Most of the processes
in the planning stage are supported by tools in DataFlux Data Management
Studio. Data explorations enable you and your organization to identify
data redundancies and extract and organize metadata from multiple
sources. Then, the Groceryrama and GreenVillage team can use the profiling
tools to dig deeper and identify data management issues and plan and
scope data quality processes appropriately. Profiling is one of the
SAS applications that uses the SAS Quality Knowledge Base (QKB). The
QKB provides a set of files that contains rules, expressions, and
reference data that are combined to analyze and transform text data
in various SAS products.
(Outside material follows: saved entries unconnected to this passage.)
PR #161, opened 2024-11-14
Save condition selections on template builder page

### LINKED ISSUE #118: Update the read-only query template selection page to do a write / save
## Description:

Take the "read only" condition template page and ~~make it write~~ save the data for use in the next step(s)

## Acceptance Criteria:

* Once users select "save" on the query template building page, a query with their selected templates ~~gets saved to the database.~~ is saved in state
* Display interactions for the query name form field / create query button work as is discussed in [this Slack thread](https://skylight-hq.slack.com/archives/C07PQ078KK2/p1730997768181319)

katyasoup:
# PULL REQUEST

## Summary
- Update condition selection page to:
  - Autofocus the Query Name input on page load/refresh (if the input is blank)
  - Indicate that Query Name is required
- Add `selectedConditions` to component's state
  - Toggling the checkbox will now add/remove the given condition from this group 

## Related Issue

Fixes #118 

## Additional Information
- Original AC was to save data from this page to the db; since we are/were not saving query-condition relations, this isn't appropriate. Instead, the data is saved in the component state and will be used to retrieve the corresponding value sets on the next page (eventually sent to the db with the full query data (value sets, concepts, etc)).

## How to Test
- Navigate to the "My Queries" page: `landing page` -> `gear icon` -> `sign in` -> `gear icon` -> `my queries` -> `create query button`
  - The "Query Name" input should autofocus and the "Create Query" button should be disabled
  -  On hover over the button, tooltip text should read "Select at least one condition below"
- Select one or more conditions from at least two categories
  - The "Create Query" button should now be enabled
- Click to create the query, without adding a query name. 
  - An inline error should appear and focus should jump back to the Query Name input 
  - Tooltip text should read "Enter a query name, then click to create your query"
- Name your query
  - The inline error should go away
  - Tooltip text should read "Click to create your query"
- Open the dev console
- Click "Create Query" and confirm all your selections are logged appropriately
- Uncheck one condition and repeat above
  - Confirm the unchecked item was removed
  - Repeat such that a given category no longer has any checked items; confirm the category is no longer logged in the console 

Ex:
Screenshot 2024-11-14 at 17 19 46
Screenshot 2024-11-14 at 17 20 03

## Checklist

- [x] Link to relevant issues
- [ ] Update documentation


query-connector/src/app/queryBuilding/buildFromTemplates/ConditionColumnDisplay.tsx
```diff
@@ -56,9 +66,36 @@ export const ConditionColumnDisplay: React.FC<ConditionColumnDisplayProps> = ({
...
       include: !prevValues.include,
     };
+    const shouldRemove = prevFetch[category][conditionId].include == false;
+    updateSelectedConditions(shouldRemove, category, conditionId, prevFetch);
     setFetchedConditions(prevFetch);
   }
 
+  const updateSelectedConditions = (
+    shouldRemove: boolean,
+    category: string,
```
robertandremitchell, line 76: do we want to preserve at the category level? or even have a JSON versus an array?

I think we would rather preserve just at the `conditionId` level as the keys since we don't actually need categories for the next page or the name of the condition, but just the `conditionId` to do a look up to display. We could plausibly do that with just an array and pop/append as needed.

I don't think there's any harm in how it is now though; I think it could even be helpful if we want to ensure on the next page the conditions are "grouped" by category, even if it's not displayed.

query-connector/src/app/queryBuilding/buildFromTemplates/page.tsx
```diff
@@ -88,7 +106,8 @@ export default function QueryTemplateSelection() {
             <Button
               className="margin-0"
               type={"button"}
-              disabled={!noTemplateSelected}
+              disabled={!atLeastOneItemSelected || !queryName}
```
robertandremitchell, line 109: in the figma, it looks like the button is completely hidden before a selection was made. I think the disabled state better fits what we have on other pages, but i also know you raised on prior tickets that the disabled state is not generally preferred to just providing an error message indicating what they need to include. Not sure it needs to be fixed here though 🤷🏽

robertandremitchell (commented):
looks good! a few considerations but I don't think any rising to the level of a blocker

query-connector/src/app/queryBuilding/buildFromTemplates/ConditionColumnDisplay.tsx
katyasoup: yeah, part of my thinking here was knowing we are tweaking how all the query data gets stored in the db - so wanting to preserve all the info we have now and we can always ease up if/when we decide we don't need it to be either stored in the db or shown in the UI. happy to rework later on if we decide it's too complicated/unnecessary here!

query-connector/src/app/queryBuilding/buildFromTemplates/page.tsx
katyasoup: ah, good catch! I will rework this per Michelle's revisions (from this [Slack thread](https://skylight-hq.slack.com/archives/C07PQ078KK2/p1731077429943419?thread_ts=1730997768.181319&cid=C07PQ078KK2)) , so that the button is hidden in an empty state, but shown and clickable when conditions are selected (which would trigger an error message if there is no Query Name input yet).

katyasoup:
Screenshot 2024-11-19 at 18 10 28
Screenshot 2024-11-19 at 18 10 38
Screenshot 2024-11-19 at 18 11 50
Screenshot 2024-11-19 at 18 10 53
Screenshot 2024-11-19 at 18 11 02

@mikang @robertandremitchell button state and inline error updated as shown above (I can't capture the cursor in a screenshot but it shows either a pointer or an X based on disabled status).

robertandremitchell (approved):
looks good to me!

mikang:
Beautiful! Thank you @katyasoup !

Finally, data collections are provided as
a means to select data fields in different tables of different data
connections. A collection provides a convenient way for you to build
up a data set using those fields.
Data cataloging lays
the groundwork for all data management tasks to follow. Data catalogs
must be augmented with business definitions and vocabularies, allowing
the business user to comfortably navigate the landscape. SAS Business
Data Network enables you to manage these business terms. You can set
up workflows and establish relationships between terms and processes.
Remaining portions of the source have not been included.